In the material below, the required lines run from the one containing "def __repr__(self) ->" through the one containing "def _initialise_metadata_fields(self) ->". Copy those lines exactly, ends included, and nothing else.

-- Data for analysis follows --

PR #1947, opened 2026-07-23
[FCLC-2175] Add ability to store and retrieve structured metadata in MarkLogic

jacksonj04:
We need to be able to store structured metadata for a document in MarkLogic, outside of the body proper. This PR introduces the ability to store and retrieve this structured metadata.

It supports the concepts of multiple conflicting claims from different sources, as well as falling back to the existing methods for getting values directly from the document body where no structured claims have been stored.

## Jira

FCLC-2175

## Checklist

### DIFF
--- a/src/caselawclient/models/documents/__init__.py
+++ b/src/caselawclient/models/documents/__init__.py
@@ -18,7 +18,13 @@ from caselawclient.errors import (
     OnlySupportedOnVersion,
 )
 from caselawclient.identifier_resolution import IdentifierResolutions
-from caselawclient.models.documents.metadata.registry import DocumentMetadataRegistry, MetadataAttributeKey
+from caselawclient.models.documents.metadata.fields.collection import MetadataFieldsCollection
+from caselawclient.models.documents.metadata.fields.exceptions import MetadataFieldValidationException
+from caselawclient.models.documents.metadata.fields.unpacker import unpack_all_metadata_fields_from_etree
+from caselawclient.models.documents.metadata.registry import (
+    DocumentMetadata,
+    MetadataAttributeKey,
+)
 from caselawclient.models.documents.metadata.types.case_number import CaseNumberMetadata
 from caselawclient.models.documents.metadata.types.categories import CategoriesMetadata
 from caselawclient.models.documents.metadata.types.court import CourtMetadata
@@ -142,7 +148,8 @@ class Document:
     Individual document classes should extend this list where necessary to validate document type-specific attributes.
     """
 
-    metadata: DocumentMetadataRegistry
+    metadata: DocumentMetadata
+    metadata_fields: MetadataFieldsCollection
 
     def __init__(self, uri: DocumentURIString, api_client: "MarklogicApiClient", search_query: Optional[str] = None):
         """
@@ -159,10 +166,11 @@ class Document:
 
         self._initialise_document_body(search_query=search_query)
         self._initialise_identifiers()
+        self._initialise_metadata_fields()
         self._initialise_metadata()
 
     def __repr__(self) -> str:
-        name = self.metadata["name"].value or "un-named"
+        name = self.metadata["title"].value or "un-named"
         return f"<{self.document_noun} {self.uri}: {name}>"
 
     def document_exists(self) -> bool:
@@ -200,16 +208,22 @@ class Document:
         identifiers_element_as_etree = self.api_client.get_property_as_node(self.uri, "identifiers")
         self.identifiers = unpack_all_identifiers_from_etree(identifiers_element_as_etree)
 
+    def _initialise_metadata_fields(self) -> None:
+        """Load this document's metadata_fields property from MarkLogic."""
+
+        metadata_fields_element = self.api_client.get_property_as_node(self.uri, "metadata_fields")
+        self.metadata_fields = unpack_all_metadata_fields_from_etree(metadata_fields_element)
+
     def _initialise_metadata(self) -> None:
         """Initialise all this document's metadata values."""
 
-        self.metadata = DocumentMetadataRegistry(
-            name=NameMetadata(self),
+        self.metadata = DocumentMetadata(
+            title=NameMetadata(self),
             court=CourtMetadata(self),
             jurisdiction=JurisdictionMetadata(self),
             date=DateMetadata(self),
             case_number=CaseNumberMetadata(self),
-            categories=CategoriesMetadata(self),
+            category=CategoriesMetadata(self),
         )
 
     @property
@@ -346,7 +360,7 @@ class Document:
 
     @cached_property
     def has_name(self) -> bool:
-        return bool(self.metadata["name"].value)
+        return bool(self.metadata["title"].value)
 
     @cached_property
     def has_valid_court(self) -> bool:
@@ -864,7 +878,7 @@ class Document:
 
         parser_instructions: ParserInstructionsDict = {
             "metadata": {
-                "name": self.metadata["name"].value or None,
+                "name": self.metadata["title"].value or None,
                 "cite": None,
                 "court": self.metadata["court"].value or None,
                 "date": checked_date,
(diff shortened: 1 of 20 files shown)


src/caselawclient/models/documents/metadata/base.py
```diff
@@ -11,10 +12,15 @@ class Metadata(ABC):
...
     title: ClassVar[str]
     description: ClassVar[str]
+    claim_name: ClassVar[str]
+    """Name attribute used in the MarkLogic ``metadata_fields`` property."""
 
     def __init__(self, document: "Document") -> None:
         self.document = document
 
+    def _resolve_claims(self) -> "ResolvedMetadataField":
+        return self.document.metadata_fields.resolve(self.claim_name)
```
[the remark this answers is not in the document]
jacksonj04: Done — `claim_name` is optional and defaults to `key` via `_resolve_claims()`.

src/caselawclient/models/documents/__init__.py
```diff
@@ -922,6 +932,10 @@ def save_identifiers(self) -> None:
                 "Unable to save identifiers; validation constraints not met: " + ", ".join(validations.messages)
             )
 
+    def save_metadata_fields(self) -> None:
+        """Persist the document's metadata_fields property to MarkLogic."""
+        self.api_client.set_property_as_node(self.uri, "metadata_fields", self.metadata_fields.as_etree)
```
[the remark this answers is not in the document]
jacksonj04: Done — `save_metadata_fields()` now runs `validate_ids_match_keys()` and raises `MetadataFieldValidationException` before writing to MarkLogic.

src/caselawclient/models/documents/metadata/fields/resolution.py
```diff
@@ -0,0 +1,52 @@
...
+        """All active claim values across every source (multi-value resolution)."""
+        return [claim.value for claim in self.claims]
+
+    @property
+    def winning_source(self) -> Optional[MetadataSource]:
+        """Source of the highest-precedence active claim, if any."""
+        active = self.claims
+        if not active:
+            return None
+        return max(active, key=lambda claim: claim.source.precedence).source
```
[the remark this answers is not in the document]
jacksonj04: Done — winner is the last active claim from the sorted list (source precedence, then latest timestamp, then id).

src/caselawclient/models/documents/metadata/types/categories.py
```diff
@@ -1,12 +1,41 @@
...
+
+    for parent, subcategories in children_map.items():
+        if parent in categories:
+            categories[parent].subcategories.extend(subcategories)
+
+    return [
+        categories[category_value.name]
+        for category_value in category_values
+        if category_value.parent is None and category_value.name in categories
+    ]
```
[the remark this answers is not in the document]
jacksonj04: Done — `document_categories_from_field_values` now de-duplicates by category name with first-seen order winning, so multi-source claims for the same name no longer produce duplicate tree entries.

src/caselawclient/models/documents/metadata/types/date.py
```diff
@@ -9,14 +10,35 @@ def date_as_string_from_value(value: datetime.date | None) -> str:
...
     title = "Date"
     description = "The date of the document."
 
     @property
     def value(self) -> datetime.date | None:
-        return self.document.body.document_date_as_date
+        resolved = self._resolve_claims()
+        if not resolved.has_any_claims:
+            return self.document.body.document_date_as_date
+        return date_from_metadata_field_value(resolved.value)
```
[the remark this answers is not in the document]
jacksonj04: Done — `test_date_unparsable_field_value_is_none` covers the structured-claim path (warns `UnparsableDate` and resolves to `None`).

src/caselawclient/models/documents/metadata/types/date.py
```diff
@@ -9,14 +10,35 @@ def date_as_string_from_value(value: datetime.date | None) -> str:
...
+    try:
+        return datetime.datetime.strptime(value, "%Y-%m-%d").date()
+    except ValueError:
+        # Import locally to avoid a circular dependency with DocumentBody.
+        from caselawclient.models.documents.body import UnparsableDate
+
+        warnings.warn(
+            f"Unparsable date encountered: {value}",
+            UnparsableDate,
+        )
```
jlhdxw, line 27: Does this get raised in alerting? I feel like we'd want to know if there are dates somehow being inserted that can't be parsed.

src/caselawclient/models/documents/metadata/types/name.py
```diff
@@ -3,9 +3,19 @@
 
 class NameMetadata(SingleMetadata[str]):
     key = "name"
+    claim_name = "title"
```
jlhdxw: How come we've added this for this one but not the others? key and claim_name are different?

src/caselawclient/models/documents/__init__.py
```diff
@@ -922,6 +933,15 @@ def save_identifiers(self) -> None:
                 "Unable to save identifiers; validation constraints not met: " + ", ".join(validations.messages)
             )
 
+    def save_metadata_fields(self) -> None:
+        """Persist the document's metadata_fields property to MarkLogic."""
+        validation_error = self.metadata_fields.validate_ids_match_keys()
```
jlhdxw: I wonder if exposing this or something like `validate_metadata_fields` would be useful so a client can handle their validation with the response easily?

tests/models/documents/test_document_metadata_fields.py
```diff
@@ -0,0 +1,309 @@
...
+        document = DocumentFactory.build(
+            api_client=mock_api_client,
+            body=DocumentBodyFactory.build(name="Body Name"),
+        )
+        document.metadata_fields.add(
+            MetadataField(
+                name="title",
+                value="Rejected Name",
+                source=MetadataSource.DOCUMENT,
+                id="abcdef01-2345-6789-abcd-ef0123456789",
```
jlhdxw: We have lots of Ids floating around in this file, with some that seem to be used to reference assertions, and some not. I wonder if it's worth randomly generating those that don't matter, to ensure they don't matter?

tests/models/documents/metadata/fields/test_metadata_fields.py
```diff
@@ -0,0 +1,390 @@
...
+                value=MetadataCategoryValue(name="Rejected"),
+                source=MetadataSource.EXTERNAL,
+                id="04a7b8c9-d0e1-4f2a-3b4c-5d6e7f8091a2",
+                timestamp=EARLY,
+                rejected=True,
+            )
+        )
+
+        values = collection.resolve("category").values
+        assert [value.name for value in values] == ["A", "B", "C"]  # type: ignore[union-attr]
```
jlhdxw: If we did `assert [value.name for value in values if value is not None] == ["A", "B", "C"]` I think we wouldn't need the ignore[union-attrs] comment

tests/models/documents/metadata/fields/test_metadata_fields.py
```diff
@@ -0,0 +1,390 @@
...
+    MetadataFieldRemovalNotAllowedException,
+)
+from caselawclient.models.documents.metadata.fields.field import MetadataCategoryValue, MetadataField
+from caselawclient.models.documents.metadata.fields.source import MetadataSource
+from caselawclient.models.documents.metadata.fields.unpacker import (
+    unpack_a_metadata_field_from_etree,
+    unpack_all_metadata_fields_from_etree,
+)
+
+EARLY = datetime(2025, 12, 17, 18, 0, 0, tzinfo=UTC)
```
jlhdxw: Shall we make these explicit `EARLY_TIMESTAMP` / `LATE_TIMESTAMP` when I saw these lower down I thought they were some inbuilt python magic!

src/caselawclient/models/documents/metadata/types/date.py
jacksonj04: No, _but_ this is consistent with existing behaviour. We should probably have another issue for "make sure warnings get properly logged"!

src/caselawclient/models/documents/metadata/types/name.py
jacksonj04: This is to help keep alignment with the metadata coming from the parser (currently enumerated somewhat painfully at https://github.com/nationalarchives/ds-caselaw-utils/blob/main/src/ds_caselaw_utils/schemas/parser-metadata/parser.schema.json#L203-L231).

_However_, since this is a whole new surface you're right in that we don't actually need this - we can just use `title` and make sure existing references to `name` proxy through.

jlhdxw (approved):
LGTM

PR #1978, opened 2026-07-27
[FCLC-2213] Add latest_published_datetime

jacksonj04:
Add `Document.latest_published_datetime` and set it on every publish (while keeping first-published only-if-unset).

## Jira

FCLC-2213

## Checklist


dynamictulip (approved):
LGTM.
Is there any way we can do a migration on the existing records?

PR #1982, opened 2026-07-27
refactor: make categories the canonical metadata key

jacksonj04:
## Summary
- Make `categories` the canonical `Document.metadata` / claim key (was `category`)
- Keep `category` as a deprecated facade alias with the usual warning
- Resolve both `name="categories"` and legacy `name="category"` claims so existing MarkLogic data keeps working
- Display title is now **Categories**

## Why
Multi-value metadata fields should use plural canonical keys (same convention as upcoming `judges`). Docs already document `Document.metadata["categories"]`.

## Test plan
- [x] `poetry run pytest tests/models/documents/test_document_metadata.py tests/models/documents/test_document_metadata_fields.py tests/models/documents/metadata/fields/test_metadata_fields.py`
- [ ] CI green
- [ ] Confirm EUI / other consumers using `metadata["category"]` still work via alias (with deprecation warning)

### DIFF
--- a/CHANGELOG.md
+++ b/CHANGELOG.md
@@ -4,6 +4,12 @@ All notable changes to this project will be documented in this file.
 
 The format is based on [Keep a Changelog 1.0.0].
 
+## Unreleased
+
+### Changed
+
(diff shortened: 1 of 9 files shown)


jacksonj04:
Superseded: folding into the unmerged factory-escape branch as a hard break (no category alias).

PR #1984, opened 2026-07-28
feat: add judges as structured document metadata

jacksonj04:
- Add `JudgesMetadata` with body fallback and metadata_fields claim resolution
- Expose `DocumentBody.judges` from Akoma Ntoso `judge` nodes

-- Data for analysis concluded --

Your response:
     def __repr__(self) -> str:
-        name = self.metadata["name"].value or "un-named"
+        name = self.metadata["title"].value or "un-named"
         return f"<{self.document_noun} {self.uri}: {name}>"
 
     def document_exists(self) -> bool:
@@ -200,16 +208,22 @@ class Document:
         identifiers_element_as_etree = self.api_client.get_property_as_node(self.uri, "identifiers")
         self.identifiers = unpack_all_identifiers_from_etree(identifiers_element_as_etree)
 
+    def _initialise_metadata_fields(self) -> None:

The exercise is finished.